PR #1679, opened 2016-09-11
STORM-2087: storm-kafka-client - tuples not always being replayed

jfenc91:
I am having issues with topologies that fail tuples. The kafka offsets seemed to get stuck and the kafka spout eventually halted even though the last committed offset was no where near the end of the topic. 

Here are a few unit tests that I believe replicate my situation. The last 2 are currently failing which is reflective of what I am seeing in my topologies. Let me know if I missed anything! This seems like a pretty big oversight, so I am getting the feeling that something in the test is wrong. Thanks!

I added tests for the following cases:
- All tuples being acked.
- A tuple being failed in order it was emitted
- A tuple being failed out of the order it was emitted

Update: Also Provided a fix now as well.

### DIFF
--- a/external/storm-kafka-client/src/main/java/org/apache/storm/kafka/spout/KafkaSpout.java
+++ b/external/storm-kafka-client/src/main/java/org/apache/storm/kafka/spout/KafkaSpout.java
@@ -77,7 +77,7 @@ public class KafkaSpout<K, V> extends BaseRichSpout {
     private KafkaSpoutStreams kafkaSpoutStreams;                        // Object that wraps all the logic to declare output fields and emit tuples
     private transient KafkaSpoutTuplesBuilder<K, V> tuplesBuilder;      // Object that contains the logic to build tuples for each ConsumerRecord
 
-    private transient Map<TopicPartition, OffsetEntry> acked;           // Tuples that were successfully acked. These tuples will be committed periodically when the commit timer expires, after consumer rebalance, or on close/deactivate
+    transient Map<TopicPartition, OffsetEntry> acked;           // Tuples that were successfully acked. These tuples will be committed periodically when the commit timer expires, after consumer rebalance, or on close/deactivate
     private transient Set<KafkaSpoutMessageId> emitted;                 // Tuples that have been emitted but that are "on the wire", i.e. pending being acked or failed
     private transient Iterator<ConsumerRecord<K, V>> waitingToEmit;         // Records that have been polled and are queued to be emitted in the nextTuple() call. One record is emitted per nextTuple()
     private transient long numUncommittedOffsets;                       // Number of offsets that have been polled and emitted but not yet been committed
@@ -266,19 +266,22 @@ public class KafkaSpout<K, V> extends BaseRichSpout {
             if (offsetAndMeta != null) {
                 kafkaConsumer.seek(rtp, offsetAndMeta.offset() + 1);  // seek to the next offset that is ready to commit in next commit cycle
             } else {
-                kafkaConsumer.seekToEnd(toArrayList(rtp));    // Seek to last committed offset
+                kafkaConsumer.seek(rtp, acked.get(rtp).committedOffset + 1);    // Seek to last committed offset
             }
         }
     }
 
     // ======== emit  =========
     private void emit() {
-        emitTupleIfNotEmitted(waitingToEmit.next());
-        waitingToEmit.remove();
+        while(!emitTupleIfNotEmitted(waitingToEmit.next()) && waitingToEmit.hasNext()) {
+            waitingToEmit.remove();
+        }
     }
 
-    // emits one tuple per record
-    private void emitTupleIfNotEmitted(ConsumerRecord<K, V> record) {
+
+    //Emits one tuple per record
+    //@return true if tuple was emitted
+    private boolean emitTupleIfNotEmitted(ConsumerRecord<K, V> record) {
         final TopicPartition tp = new TopicPartition(record.topic(), record.partition());
         final KafkaSpoutMessageId msgId = new KafkaSpoutMessageId(record);
 
@@ -295,7 +298,9 @@ public class KafkaSpout<K, V> extends BaseRichSpout {
                 retryService.remove(msgId);  // re-emitted hence remove from failed
             }
             LOG.trace("Emitted tuple [{}] for record [{}]", tuple, record);
+            return true;
         }
+        return false;
     }
 
     private void commitOffsetsForAckedTuples() {
@@ -451,7 +456,7 @@ public class KafkaSpout<K, V> extends BaseRichSpout {
     /**
      * This class is not thread safe
      */
-    private class OffsetEntry {
+    class OffsetEntry {
         private final TopicPartition tp;
         private final long initialFetchOffset;  /* First offset to be fetched. It is either set to the beginning, end, or to the first uncommitted offset.
                                                  * Initial value depends on offset strategy. See KafkaSpoutConsumerRebalanceListener */
@@ -479,7 +484,7 @@ public class KafkaSpout<K, V> extends BaseRichSpout {
             KafkaSpoutMessageId nextCommitMsg = null;     // this is a convenience variable to make it faster to create OffsetAndMetadata
 
             for (KafkaSpoutMessageId currAckedMsg : ackedMsgs) {  // complexity is that of a linear scan on a TreeMap
-                if ((currOffset = currAckedMsg.offset()) == initialFetchOffset || currOffset == nextCommitOffset + 1) {            // found the next offset to commit
+                if ((currOffset = currAckedMsg.offset()) == nextCommitOffset + 1) {            // found the next offset to commit
                     found = true;
                     nextCommitMsg = currAckedMsg;
                     nextCommitOffset = currOffset;
@@ -487,8 +492,9 @@ public class KafkaSpout<K, V> extends BaseRichSpout {
                     LOG.debug("topic-partition [{}] has non-continuous offset [{}]. It will be processed in a subsequent batch.", tp, currOffset);
                     break;
                 } else {
-                    LOG.debug("topic-partition [{}] has unexpected offset [{}].", tp, currOffset);
-                    break;
+                    //Received a redundant ack. Ignore and continue processing.
+                    LOG.warn("topic-partition [{}] has unexpected offset [{}]. Current committed Offset [{}]",
+                            tp, currOffset,  committedOffset);
                 }
             }
 
@@ -530,6 +536,10 @@ public class KafkaSpout<K, V> extends BaseRichSpout {
                         numCommittedOffsets, tp, numUncommittedOffsets);
             }
             LOG.trace("{}", this);
+        }
+
+        long getCommittedOffset() {
+            return committedOffset;
         }
 
         public boolean isEmpty() {
--- a/external/storm-kafka-client/src/test/java/org/apache/storm/kafka/spout/SingleTopicKafkaSpoutTest.java
+++ b/external/storm-kafka-client/src/test/java/org/apache/storm/kafka/spout/SingleTopicKafkaSpoutTest.java
@@ -1,0 +1,240 @@
+/*
+ * Licensed to the Apache Software Foundation (ASF) under one
+ *   or more contributor license agreements.  See the NOTICE file
+ *   distributed with this work for additional information
+ *   regarding copyright ownership.  The ASF licenses this file
+ *   to you under the Apache License, Version 2.0 (the
+ *   "License"); you may not use this file except in compliance
+ *   with the License.  You may obtain a copy of the License at
+ *
+ *   http://www.apache.org/licenses/LICENSE-2.0
+ *
+ *   Unless required by applicable law or agreed to in writing, software
+ *   distributed under the License is distributed on an "AS IS" BASIS,
+ *   WITHOUT WARRANTIES OR CONDITIONS OF ANY KIND, either express or implied.
+ *   See the License for the specific language governing permissions and
+ *   limitations under the License.
+ */
+package org.apache.storm.kafka.spout;
+
+import info.batey.kafka.unit.KafkaUnitRule;
+import kafka.producer.KeyedMessage;
+import org.apache.kafka.clients.consumer.OffsetAndMetadata;
+import org.apache.storm.kafka.spout.builders.SingleTopicKafkaSpoutConfiguration;
+import org.apache.storm.spout.SpoutOutputCollector;
+import org.apache.storm.task.TopologyContext;
+import org.apache.storm.tuple.Values;
+import org.junit.Rule;
+import org.junit.Test;
+import org.mockito.ArgumentCaptor;
+
+import static org.junit.Assert.*;
+
+import java.util.Map;
+import java.util.stream.IntStream;
+import static org.mockito.Mockito.*;
+import static org.apache.storm.kafka.spout.builders.SingleTopicKafkaSpoutConfiguration.*;
+
+public class SingleTopicKafkaSpoutTest {
+
+    private class SpoutContext {
+        public KafkaSpout<String, String> spout;
+        public SpoutOutputCollector collector;
+
+        public SpoutContext(KafkaSpout<String, String> spout,
+                            SpoutOutputCollector collector) {
+            this.spout = spout;
+            this.collector = collector;
+        }
+    }
+
+    @Rule
+    public KafkaUnitRule kafkaUnitRule = new KafkaUnitRule();
+
+    void populateTopicData(String topicName, int msgCount) {
+        kafkaUnitRule.getKafkaUnit().createTopic(topicName);
+
+        IntStream.range(0, msgCount).forEach(value -> {
+            KeyedMessage<String, String> keyedMessage = new KeyedMessage<>(
+                    topicName, Integer.toString(value),
+                    Integer.toString(value));
+
+            kafkaUnitRule.getKafkaUnit().sendMessages(keyedMessage);
+        });
+    }
+
+    SpoutContext initializeSpout(int msgCount) {
+        populateTopicData(SingleTopicKafkaSpoutConfiguration.TOPIC, msgCount);
+        int kafkaPort = kafkaUnitRule.getKafkaPort();
+
+        TopologyContext topology = mock(TopologyContext.class);
+        SpoutOutputCollector collector = mock(SpoutOutputCollector.class);
+        Map conf = mock(Map.class);
+
+        KafkaSpout<String, String> spout = new KafkaSpout<>(getKafkaSpoutConfig(getKafkaSpoutStreams(), kafkaPort));
+        spout.open(conf, topology, collector);
+        spout.activate();
+        return new SpoutContext(spout, collector);
+    }
+    /*
+     * Asserts that the next possible offset to commit or the committed offset is the provided offset.
+     * An offset that is ready to be committed is not guarenteed to be already committed.
+     */
+    private void assertOffsetCommitted(int offset, KafkaSpout.OffsetEntry entry) {
+
+        boolean currentOffsetMatch = entry.getCommittedOffset() == offset;
+        OffsetAndMetadata nextOffset = entry.findNextCommitOffset();
+        boolean nextOffsetMatch =  nextOffset != null && nextOffset.offset() == offset;
+        assertTrue("Next offset: " +
+                        entry.findNextCommitOffset() +
+                        " OR current offset: " +
+                        entry.getCommittedOffset() +
+                        " must equal desired offset: " +
+                        offset,
+                currentOffsetMatch | nextOffsetMatch);
+    }
+
+    @Test
+    public void shouldContinueWithSlowDoubleAcks() throws Exception {
+        int messageCount = 20;
+        SpoutContext context = initializeSpout(messageCount);
+
+        //play 1st tuple
+        ArgumentCaptor<Object> messageIdToDoubleAck = ArgumentCaptor.forClass(Object.class);
+        context.spout.nextTuple();
+        verify(context.collector).emit(anyObject(), anyObject(), messageIdToDoubleAck.capture());
+        context.spout.ack(messageIdToDoubleAck.getValue());
+
+        IntStream.range(0, messageCount/2).forEach(value -> {
+            context.spout.nextTuple();
+        });
+
+        context.spout.ack(messageIdToDoubleAck.getValue());
+
+        IntStream.range(0, messageCount).forEach(value -> {
+            context.spout.nextTuple();
+        });
+
+        ArgumentCaptor<Object> remainingIds = ArgumentCaptor.forClass(Object.class);
+
+        verify(context.collector, times(messageCount)).emit(
+                eq(SingleTopicKafkaSpoutConfiguration.STREAM),
+                anyObject(),
+                remainingIds.capture());
+        remainingIds.getAllValues().iterator().forEachRemaining(context.spout::ack);
+
+        context.spout.acked.values().forEach(item -> {
+            assertOffsetCommitted(messageCount - 1, (KafkaSpout.OffsetEntry) item);
+        });
+    }
+
+    @Test
+    public void shouldEmitAllMessages() throws Exception {
+        int messageCount = 10;
+        SpoutContext context = initializeSpout(messageCount);
+
+
+        IntStream.range(0, messageCount).forEach(value -> {
+            context.spout.nextTuple();
+            ArgumentCaptor<Object> messageId = ArgumentCaptor.forClass(Object.class);
+            verify(context.collector).emit(
+                    eq(SingleTopicKafkaSpoutConfiguration.STREAM),
+                    eq(new Values(SingleTopicKafkaSpoutConfiguration.TOPIC,
+                            Integer.toString(value),
+                            Integer.toString(value))),
+            messageId.capture());
+            context.spout.ack(messageId.getValue());
+            reset(context.collector);
+        });
+
+        context.spout.acked.values().forEach(item -> {
+            assertOffsetCommitted(messageCount - 1, (KafkaSpout.OffsetEntry) item);
+        });
+    }
+
+    @Test
+    public void shouldReplayInOrderFailedMessages() throws Exception {
+        int messageCount = 10;
+        SpoutContext context = initializeSpout(messageCount);
+
+        //play and ack 1 tuple
+        ArgumentCaptor<Object> messageIdAcked = ArgumentCaptor.forClass(Object.class);
+        context.spout.nextTuple();
+        verify(context.collector).emit(anyObject(), anyObject(), messageIdAcked.capture());
+        context.spout.ack(messageIdAcked.getValue());
+        reset(context.collector);
+
+        //play and fail 1 tuple
+        ArgumentCaptor<Object> messageIdFailed = ArgumentCaptor.forClass(Object.class);
+        context.spout.nextTuple();
+        verify(context.collector).emit(anyObject(), anyObject(), messageIdFailed.capture());
+        context.spout.fail(messageIdFailed.getValue());
+        reset(context.collector);
+
+        //pause so that failed tuples will be retried
+        Thread.sleep(200);
+
+
+        //allow for some calls to nextTuple() to fail to emit a tuple
+        IntStream.range(0, messageCount + 5).forEach(value -> {
+            context.spout.nextTuple();
+        });
+
+        ArgumentCaptor<Object> remainingMessageIds = ArgumentCaptor.forClass(Object.class);
+
+        //1 message replayed, messageCount - 2 messages emitted for the first time
+        verify(context.collector, times(messageCount - 1)).emit(
+                eq(SingleTopicKafkaSpoutConfiguration.STREAM),
+                anyObject(),
+                remainingMessageIds.capture());
+        remainingMessageIds.getAllValues().iterator().forEachRemaining(context.spout::ack);
+
+        context.spout.acked.values().forEach(item -> {
+            assertOffsetCommitted(messageCount - 1, (KafkaSpout.OffsetEntry) item);
+        });
+    }
+
+    @Test
+    public void shouldReplayFirstTupleFailedOutOfOrder() throws Exception {
+        int messageCount = 10;
+        SpoutContext context = initializeSpout(messageCount);
+
+
+        //play 1st tuple
+        ArgumentCaptor<Object> messageIdToFail = ArgumentCaptor.forClass(Object.class);
+        context.spout.nextTuple();
+        verify(context.collector).emit(anyObject(), anyObject(), messageIdToFail.capture());
+        reset(context.collector);
+
+        //play 2nd tuple
+        ArgumentCaptor<Object> messageIdToAck = ArgumentCaptor.forClass(Object.class);
+        context.spout.nextTuple();
+        verify(context.collector).emit(anyObject(), anyObject(), messageIdToAck.capture());
+        reset(context.collector);
+
+        //ack 2nd tuple
+        context.spout.ack(messageIdToAck.getValue());
+        //fail 1st tuple
+        context.spout.fail(messageIdToFail.getValue());
+
+        //pause so that failed tuples will be retried
+        Thread.sleep(200);
+
+        //allow for some calls to nextTuple() to fail to emit a tuple
+        IntStream.range(0, messageCount + 5).forEach(value -> {
+            context.spout.nextTuple();
+        });
+
+        ArgumentCaptor<Object> remainingIds = ArgumentCaptor.forClass(Object.class);
+        //1 message replayed, messageCount - 2 messages emitted for the first time
+        verify(context.collector, times(messageCount - 1)).emit(
+                eq(SingleTopicKafkaSpoutConfiguration.STREAM),
+                anyObject(),
+                remainingIds.capture());
+        remainingIds.getAllValues().iterator().forEachRemaining(context.spout::ack);
+
+        context.spout.acked.values().forEach(item -> {
+            assertOffsetCommitted(messageCount - 1, (KafkaSpout.OffsetEntry) item);
+        });
+    }
+}
--- a/external/storm-kafka-client/src/test/java/org/apache/storm/kafka/spout/builders/SingleTopicKafkaSpoutConfiguration.java
+++ b/external/storm-kafka-client/src/test/java/org/apache/storm/kafka/spout/builders/SingleTopicKafkaSpoutConfiguration.java
@@ -1,0 +1,85 @@
+/*
+ * Licensed to the Apache Software Foundation (ASF) under one
+ *   or more contributor license agreements.  See the NOTICE file
+ *   distributed with this work for additional information
+ *   regarding copyright ownership.  The ASF licenses this file
+ *   to you under the Apache License, Version 2.0 (the
+ *   "License"); you may not use this file except in compliance
+ *   with the License.  You may obtain a copy of the License at
+ *
+ *   http://www.apache.org/licenses/LICENSE-2.0
+ *
+ *   Unless required by applicable law or agreed to in writing, software
+ *   distributed under the License is distributed on an "AS IS" BASIS,
+ *   WITHOUT WARRANTIES OR CONDITIONS OF ANY KIND, either express or implied.
+ *   See the License for the specific language governing permissions and
+ *   limitations under the License.
+ */
+package org.apache.storm.kafka.spout.builders;
+
+import org.apache.storm.Config;
+import org.apache.storm.generated.StormTopology;
+import org.apache.storm.kafka.spout.*;
+import org.apache.storm.kafka.spout.test.KafkaSpoutTestBolt;
+import org.apache.storm.topology.TopologyBuilder;
+import org.apache.storm.tuple.Fields;
+
+import java.util.HashMap;
+import java.util.Map;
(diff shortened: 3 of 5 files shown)


jfenc91:
A larger refactor here is probably needed to make this more performant. These changes understandably seem to make the spout struggle to get the processing tuple count anywhere near the max spout pending.

external/storm-kafka-client/src/main/java/org/apache/storm/kafka/spout/KafkaSpout.java
```diff
@@ -266,26 +266,32 @@ private void doSeekRetriableTopicPartitions() {
             if (offsetAndMeta != null) {
                 kafkaConsumer.seek(rtp, offsetAndMeta.offset() + 1);  // seek to the next offset that is ready to commit in next commit cycle
             } else {
-                kafkaConsumer.seekToEnd(toArrayList(rtp));    // Seek to last committed offset
+                kafkaConsumer.seek(rtp, acked.get(rtp).committedOffset + 1);    // Seek to last committed offset
```
jfenc91: Yup :) . shouldReplayInOrderFailedMessages and shouldReplayOutOfOrderFailedMessages Tests.

external/storm-kafka-client/src/main/java/org/apache/storm/kafka/spout/KafkaSpout.java
```diff
@@ -266,26 +266,32 @@ private void doSeekRetriableTopicPartitions() {
...
             }
         }
     }
 
     // ======== emit  =========
     private void emit() {
-        emitTupleIfNotEmitted(waitingToEmit.next());
+        //Keep trying to send a tuple when requested
+        while(!emitTupleIfNotEmitted(waitingToEmit.next()) && waitingToEmit.hasNext())
```
jfenc91: I was having issues with the spout reaching the max spout pending limit. Although it is apparent now that there are other contributing factors. So I will go back to the simpler way here. No need to overcomplicate.

external/storm-kafka-client/src/main/java/org/apache/storm/kafka/spout/KafkaSpout.java
```diff
@@ -479,16 +487,17 @@ public OffsetAndMetadata findNextCommitOffset() {
...
                     found = true;
                     nextCommitMsg = currAckedMsg;
                     nextCommitOffset = currOffset;
                 } else if (currAckedMsg.offset() > nextCommitOffset + 1) {    // offset found is not continuous to the offsets listed to go in the next commit, so stop search
                     LOG.debug("topic-partition [{}] has non-continuous offset [{}]. It will be processed in a subsequent batch.", tp, currOffset);
                     break;
                 } else {
-                    LOG.debug("topic-partition [{}] has unexpected offset [{}].", tp, currOffset);
-                    break;
+                    //Received a redundant ack. Ignore and continue processing.
```
jfenc91: So I added this because I was seeing acks on tuples that were behind the already committed offset. With that break statement in place, the result is a complete halt in processing. While this isn't pretty this is the only solution I could see.

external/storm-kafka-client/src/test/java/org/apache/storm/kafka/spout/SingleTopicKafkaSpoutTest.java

==================================================

YOUR OBJECTIVE:
Copy every line of the data where "have" is found.

RESULT BELOW:
     private transient Set<KafkaSpoutMessageId> emitted;                 // Tuples that have been emitted but that are "on the wire", i.e. pending being acked or failed
     private transient Iterator<ConsumerRecord<K, V>> waitingToEmit;         // Records that have been polled and are queued to be emitted in the nextTuple() call. One record is emitted per nextTuple()
     private transient long numUncommittedOffsets;                       // Number of offsets that have been polled and emitted but not yet been committed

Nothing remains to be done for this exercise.